The reliability of the study is mainly ensured by examining naturally occurring interaction, rather than using researcher-prompted interactions (i.e., interviews) which then need to be generalized to everyday life. The data captures what actually happened in these MB courses.
To ensure the validity of the analytic claims, we did the following. Firstly, the first three authors made transcriptions and analytic observations independently and then collectively transcribed and analyzed the data extracts we selected. The three teachers reviewed the findings in light of their practitioner experience of the teaching process. Secondly, we adopted the standard CA practice of looking at how participants themselves display their understanding of what is happening in interaction, particularly the actions being performed in previous turns at talk. This is a crucial way of establishing validity because we could check our claims against the understandings displayed by participants.

Results

Material from all three teachers was included evenly in the analytical process, but the extracts presented in the paper are teachers B and C. Extracts were chosen on the basis that they represent repeatedly seen conversational patterns, were succinct, and could make sense to a reader outside the overall context of the conversation that had preceded the extract.

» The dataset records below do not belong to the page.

PR #2027, opened 2023-09-21
Fix incorrect count of merged hhc signals

vasily-pozdnyakov:
### Summary of changes

Instead of summarizing of all the similar hhc signals, now we just take the max value. I decided to go easy way (not adding a lot of extra logic of deduplication of resources) as the metrics is not the most important and accurate anyway.

For merged hhc signals (where only comments are different ) there is incorrect count of signals (just a sum of all of them) which is not realistic, e.g.
Screenshot 2023-09-21 at 14 09 53

Run tests.
Open any project with merged signals and see that the number is more real now, e.g.
Screenshot 2023-09-21 at 14 07 41


antonbauhofer (approved):
Looks good to me.
Nice catch!

vasily-pozdnyakov:
simplified the logic

Issue #1995, opened 2023-09-18
[1987] Add integration test


benedikt-richter:
Preferred attributions that we introduced in https://github.com/opossum-tool/OpossumUI/issues/1987 should be integration tested.
A test covering a typical flow of user actions should be added.

--
Part of #1987

leslielazzarino:
Already present

PR #2029, opened 2023-09-21
[merge after 2033] Save list of 'preferred over' origin IDs

MarkusObendrauf:
### Summary of changes

When marking an attribution as preferred, save a list of signals that it is preferred over. This list contains all signals in subfolders from sources relevant for preference. As an exception, resources with different manual attributions act as breakpoints.

We are implementing a new feature to mark attributions as 'preferred'. Preferred attributions give new information which we can use in internal tools to produce higher quality input files.

First, make sure you have a sensible choice for "signals relevant for preference" in your input file. Mark an attribution as preferred. Check that the corresponding attribution in the input file is updated.

### DIFF
--- a/src/Frontend/Components/AttributionColumn/AttributionColumn.tsx
+++ b/src/Frontend/Components/AttributionColumn/AttributionColumn.tsx
@@ -53,7 +53,8 @@ import { ContextMenuItem } from '../ContextMenu/ContextMenu';
 import { useAppDispatch, useAppSelector } from '../../state/hooks';
 import MuiBox from '@mui/material/Box';
 import { EMPTY_DISPLAY_PACKAGE_INFO } from '../../shared-constants';
-import { cloneDeep, isEqual } from 'lodash';
+import { isEqual } from 'lodash';
+import { toggleIsSelectedPackagePreferred } from '../../state/actions/resource-actions/preference-actions';
 
 const classes = {
   root: {
@@ -156,15 +157,6 @@ export function AttributionColumn(props: AttributionColumnProps): ReactElement {
 
   const mainButtonConfigs: Array<MainButtonConfig> = [];
 
-  function toggleIsSelectedPackagePreferred(): void {
-    const newTemporaryDisplayPackageInfo = cloneDeep(
-      temporaryDisplayPackageInfo,
-    );
-    newTemporaryDisplayPackageInfo.preferred =
-      !newTemporaryDisplayPackageInfo.preferred;
-    dispatch(setTemporaryDisplayPackageInfo(newTemporaryDisplayPackageInfo));
-  }
-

There are a wide range of interactive patterns involved in inquiry. Here, we focus on three overarching practices which we observed repeatedly across the whole data set: turn-taking talk that involves questions and reformulations; talk that develops participants’ competence in a specific way of talking about experience; and talk that reinforces intersubjective connection and affiliation. The observed features of these three interactional practices are presented below and are illustrated through reference to numbered lines on transcript examples. The interactional practices are interrelated so overlap is inevitable. In each of the three sections below, therefore, priority is given to highlighting the key features of the practice under consideration, but aspects of the other two are also mentioned (T = teacher; A, B, or C = group; P = participant numbered in the order of first to speak).
1.
Turn-Taking Talk that Involves Questioning and Reformulations
 
A turn-taking feature of generic pedagogical discourse contexts is a three-turn sequence in which the teacher asks a question (first turn), followed by the participant(s) answer (second turn), and then the turn routinely goes back to the teacher who gives a response (third turn) (Lee 2007). We found this characteristic three-turn sequence to be consistently employed by the MB teacher during inquiry sequences. Participants usually self-select to respond and shape the teacher’s third-turn response by choosing the timing and content of their second-turn contributions. A range of methods of teacher first- and third-turn responses were observed with a common theme of reformulating participants’ talk to satisfy the institutional aims of the MB course.
Extract 1 (session 2)
In extract 1, the teacher offers a complex first-turn part which contains a number of rephrased questions and instructions for the participants (1–7). In questioning the participants, the teacher also does some instructing work: establishing what is expected and required of participants in their next turn. The teacher alternates between a permissive, tentative openness which allows whatever was “experienced” or “noticed” to be shared (“perhaps sharing,” “different things”) and a prescriptive instruction about what is required of them (“let’s start off just by … just … little snippets”). The teacher limits the type of preferred range of possible response options and specifically directs the participants to talk about what they noticed in their experience as opposed to, for example, asking for feedback on the exercise or an evaluative question like “how well did you manage that?”
When a participant offers a second turn that is an evaluative, comparative response (8), the teacher is quick to offer a third turn (10). She talks over the participant and rather than responding directly to the evaluative aspect of the talk (i.e., class vs. home) she subtly reformulates what the participant has said by redescribing the participants’ recent experience: the comparative “easier,” which might have been developed into a story, becomes an emphasized and stand-alone “ease of focus.”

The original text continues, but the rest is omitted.